While CAM plants have the advantage of being able to uptake, retain, and reassimilate CO2 during drought stress, under moist conditions, they can be expected to have a slower growth rate than C3 and C4 plants. This is due to daily carbon assimilation by CAM plants being approximately half that of C3 plants and one third that of C4 plants. CAM plants also exhibit a higher ATP requirement for photosynthesis than C3 and C4 plants.
Heat Resistance
Severe overheating can be extremely dangerous to plants, as symptoms include the decomposition of proteins, and the appearance of ammonia molecules in toxic amounts. High internal temperatures cause proteins in the plant to be hydrolysed to amino acids (Henckel, 1964). Overheating in plants inhibits respiration, which ultimately inhibits the formation of organic acids that react with ammonia molecules to form salts and aimides. Therefore, heat resistant plants have adapted to combat the effects of overheating by reducing their respiratory coefficients and accumulating organic acids (Henckel, 1964). Highly adapt xerophytic plants can also respond to overheating with intense protein synthesis, which is due to raised levels of nucleic acids, and intense restorative processes, which are the result of elevated respiratory rates (Henckel, 1964).
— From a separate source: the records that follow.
PR #69, opened 2016-04-28
Fix bar series distance calculation

### LINKED ISSUE #68: Bar widths incorrectly calculated for bar charts
The bar widths seem to be incorrectly calculated

image

The algorithm shouldn't be producing widths where there would be bars that overlap.

chrisirhc:
The bar series distance calculation should calculate the minimum distance between the points, and use that to create bars that don't overlap.

- Add failing test cases

Fixes #68

### DIFF
--- a/src/lib/utils/scales-utils.js
+++ b/src/lib/utils/scales-utils.js
@@ -83,7 +83,7 @@ const SCALE_FUNCTIONS = {
  * @returns {number} Index of an element where the smallest distance was found.
  * @private
  */
-function _getSmallestDistanceIndex(values, scaleObject) {
+export function _getSmallestDistanceIndex(values, scaleObject) {
   const scaleFn = _getScaleFnFromScaleObject(scaleObject);
   let result = 0;
   if (scaleFn) {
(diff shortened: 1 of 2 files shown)


src/lib/utils/scales-utils.js
```diff
@@ -78,24 +78,26 @@ const SCALE_FUNCTIONS = {
...
  * the index of the element, where the smallest distance was found.
+ * It returns the first occurrence of i where
+ * `scale(value[i]) - scale(value[i - 1])` is minimal
  * @param {Array} values Array of values.
  * @param {Object} scaleObject Scale object.
  * @returns {number} Index of an element where the smallest distance was found.
  * @private
  */
-function _getSmallestDistanceIndex(values, scaleObject) {
+export function _getSmallestDistanceIndex(values, scaleObject) {
```
bulyonov: Private functions cannot be exported.

chrisirhc: I think we should strive for correctness and stability. I've seen private APIs in the wild, they're usually marked with underscore. If users choose to rely on these methods, we make no guarantees, and it's indicated here that it's private API.

bulyonov:
LGTM, @chrisirhc , I'm merging that.

SimpleCookie:
This issue appear to still be relevant in the latest version, including the main example at https://uber.github.io/react-vis/examples/showcases/plots

@chrisirhc @bulyonov

PR #71, opened 2016-05-01
Add 'dataKey' prop to MarkSeries

haydn:
The `dataKey` prop is passed to D3's `data()` function to override the default by-index behavior:

https://github.com/mbostock/d3/wiki/Selections#data

This is particularly useful when animating a scatterplot.

### DIFF
--- a/src/lib/plot/series/mark-series.js
+++ b/src/lib/plot/series/mark-series.js
@@ -28,6 +28,13 @@ import {DEFAULT_SIZE, DEFAULT_OPACITY} from '../../theme';
 
 class MarkSeries extends AbstractSeries {
 
+  static get propTypes() {
+    return {
+      ... AbstractSeries.propTypes,
+      dataKey: React.PropTypes.func
+    };
+  }
+
   constructor(props) {
     super(props);
     this._mouseOver = this._mouseOver.bind(this);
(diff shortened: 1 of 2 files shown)


src/lib/plot/series/mark-series.js
```diff
@@ -64,12 +71,14 @@ class MarkSeries extends AbstractSeries {
...
-    const {data} = this.props;
+    const {
+      data,
+      dataKey} = this.props;
     if (!data) {
       return;
     }
     const circles = d3.select(container).selectAll('circle')
-      .data(data)
+      .data(data, dataKey)
```
haydn: Actually, is it better to just assume that if there's an ID property it should be used as the key?

```js
const keyFunc = (data[0] && data[0].id) ? ((d, i) => (d && d.id) || i) : undefined;
const circles = d3.select(container).selectAll('circle')
  .data(data, keyFunc)
```

chrisirhc:
@bulyonov could you comment on this?
The key is used for animations and this should be useful for LineSeries and other series as well. We also need documentation and think about testing.

Perhaps we should start discussion in an issue first?

Apercu:
Gonna close this since we changed quite drastically our api and we're not using `select`s anymore.

Issue #62, opened 2016-04-21
XYPlot appears to require a consistant number of children


mcnuttandrew:
For both area and line charts it appears that there is a render issue such that react-vis requries a consitant number of elements. For instance, say we were render three line series:

``
<XYPlot>
<series 1>
<series 2>
<series 3>
</XYPlot>
``
and then add grid lines

``
<XYPlot>
<grid>
<grid>
<series 1>
<series 2>
<series 3>
</XYPlot>
``

More likely than not series 3 would not appear

bulyonov:
Fixed in #75

PR #75, opened 2016-05-06
Dont wrap data prop

### LINKED ISSUE #72: Greater than five data series wraps data
When trying to plot more than five line series i find that each additional series greater than five doesn't render. This appears to be because react-vis is wrapping the data so that given six line series, what you would expect would be:

```
<lineseries data=data_1>
<lineseries data=data_2>
<lineseries data=data_3>
<lineseries data=data_4>
<lineseries data=data_5>
<lineseries data=data_6>
```
But instead i find that last one gets the firsts data, that is:

```
<lineseries data=data_1>
<lineseries data=data_2>
<lineseries data=data_3>
<lineseries data=data_4>
<lineseries data=data_5>
<lineseries data=data_1>
```

I think that this is connected to https://github.com/uber/react-vis/issues/62.

bulyonov:
Further investigation showed that the precalculated data was picked up from the wrong index in the data array.

This PR fixes #72 and #62

### DIFF
--- a/src/lib/plot/xy-plot.js
+++ b/src/lib/plot/xy-plot.js
@@ -243,7 +243,13 @@ class XYPlot extends React.Component {
     const children = React.Children.toArray(this.props.children);
     const seriesProps = getSeriesPropsFromChildren(children);
     return children.map((child, index) => {
-      const dataProps = data[index] ? {data: data[index]} : null;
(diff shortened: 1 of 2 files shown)


chrisirhc:
Looks good to me

PR #87, opened 2016-05-19
Eliminate the use of external fonts for the library

### LINKED ISSUE #82: Consider removing custom fonts from the library
Custom fonts are quite heavy, they are loaded from the external place (this doesn't seem right). We should remove this from main.scss and place them into the examples.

There are two primary ways in which transpiration mechanisms can be used by xerophytic plants to control internal temperatures. Due to the absorption of solar radiation, leaf temperatures tend to be higher than ambient air temperatures. Some plants, such as select desert species can tolerate tissue temperatures well above those normally endured by other plants, which enables them to reduce transpiration and heat up without causing critical damage. The other temperature control mechanism is to increase transpiration, whereby the vaporisation of water, internal leaf temperatures are lowered. This mechanism is most common in deep rooted species, as it relies heavily on the ability to tap into an adequate water supply. The result of both mechanisms is that cell turgor is maintained, allowing basic processes, which cannot occur in flaccid cells, to continue, for example photosynthesis.
As with dehydration, the factors causing injury and death to a plant after overheating may differ depending on the abruptness and intensity of the temperature increase. Ammonia poisoning is the result of a slow temperature increase, whereas rapid overheating disrupts sub-microscopic structures and impedes the coagulation of protoplasmic proteins (Henckel, 1964).
The physiological problems that are brought about in plants due to drought stress cannot be solved by one adaptation, but by a combination of many. While some adaptations provide an advantage for one plant species over another in a select habitat, that advantage may become a disadvantage when removed from its context. This factor provides insight into the evolutionary persistence of the three modes of photosynthesis (C3, C4, and CAM) and their biogeographic distributions. The wide range and combinations of drought resistance mechanisms found within xerophytes can be analysed to give perspective and support to the evolutionary history of drought resistant plant taxa.